Chief Justice of the Supreme Court of Pennsylvania
- In office 1930–1936
- Preceded by: Robert von Moschzisker
- Succeeded by: John W. Kephart

Justice of the Supreme Court of Pennsylvania
- In office 1915–1930

Personal details
- Born: September 18, 1849 Fayette City, Pennsylvania
- Died: July 31, 1936 (aged 86) Pittsburgh, Pennsylvania
- Party: Republican
- Spouse: Loretta Gilfillan
- Alma mater: Western University of Pennsylvania

= Robert S. Frazer =

American judge (1849–1936)

Robert Sellers Frazer (September 18, 1849 – July 31, 1936) was a justice of the Supreme Court of Pennsylvania from 1915 to 1930 and chief justice from 1930 to 1936.

==Biography==
Robert S. Frazer was born on September 18, 1849, in Fayette City, Pennsylvania, to Caleb and Sarah Baker Frazer. Early in his childhood, he moved with his family to Johnstown, Pennsylvania. He attended the Western University of Pennsylvania in Pittsburgh and studied law. He served in the Pennsylvania House of Representatives as a Republican from 1877 to 1879 and entered private law practice until being elected to the Allegheny County Court of Common Pleas in 1896. He was re-elected as judge of the Court of Common Pleas in 1906 after becoming president judge on November 5, 1900.

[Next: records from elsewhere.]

PR #274, opened 2023-10-05
Added retry mechanism for setCheckpoint in snapshot

Sumukh-Phalgaonkar:
## Problem
The setCheckpoint call in snapshot did not have proper retry mechanism in case of failure. As a result, in case of multi node connection when one of the node is down, the `setCheckpoint` call would fail.

## Solution
Added the requirred retry mechanism for `setCheckpoint` call.

### DIFF
--- a/src/main/java/io/debezium/connector/yugabytedb/YugabyteDBSnapshotChangeEventSource.java
+++ b/src/main/java/io/debezium/connector/yugabytedb/YugabyteDBSnapshotChangeEventSource.java
@@ -231,58 +231,7 @@ public class YugabyteDBSnapshotChangeEventSource extends AbstractSnapshotChangeE
      * @param tabletId
      * @throws Exception when the SetCheckpoint RPC fails on the service
      */
-    protected void setCheckpointWithRetryBeforeSnapshot(
-      String tableId, String tabletId) throws Exception {
-      short retryCount = 0;
-
-      // The SetCDCCheckPoint RPC, relies on a cache to obtain a list of all the tservers.
-      // In case of multi host port connection url, if one of the DB node goes down,
-      // it takes some time for the cache to refresh and return correct tserver list.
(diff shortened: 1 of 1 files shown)


suranjan (changes requested):

src/main/java/io/debezium/connector/yugabytedb/YugabyteDBSnapshotChangeEventSource.java
```diff
@@ -341,7 +353,7 @@ protected boolean isSnapshotRequired(GetCheckpointResponse getCheckpointResponse
         // A call to set the checkpoint is required first otherwise we will get an error 
         // from the server side saying:
         // INTERNAL_ERROR[code 21]: Stream ID {} is expired for Tablet ID {}
-        setCheckpointWithRetryBeforeSnapshot(tableId, tabletId);
+        setCheckpointWithRetry(tableId, tabletId, 0, 0, true, false, 0L);
```
vaibhav-yb, line 356: 1. Let's do one thing, rename this method to `markStreamActive`

2. I think a more preferable way to do that would be to use just the boolean condition, for example, `bootstrap` and remove the redundant parameters which can be inferred from the flag itself:

```java
public void markStreamActive(String tableId, String tabletId, bootstrap)  {
  try {
    long term = 0;
    long index = 0;
    if (bootstrap) {
      term = -1;
      index = -1;
    }
 
    YBClientUtils.setCheckpoint(this.syncClient, this.connectorConfig.streamId(), tableId, tabletId, term,
                                index, true /* initialCheckpoint */, bootstrap);
  } catch (Exception e) {
    // Exception handling
  }
}

```

vaibhav-yb (changes requested):

vaibhav-yb (approved):

suranjan (approved):
much cleaner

Frazer served on the Allegheny County Court of Common Pleas until his election to the Supreme Court of Pennsylvania in 1914. He served as an associate justice from 1915 to 1930, before becoming chief justice in 1930, serving until 1936. He died on July 31, 1936, in Pittsburgh, Pennsylvania.

Frazer held honorary LL.D. degrees from the University of Pittsburgh, Lafayette College and Temple University. He also served as president of the Elizabeth Steel Magee Hospital, a position he held at the time of his death.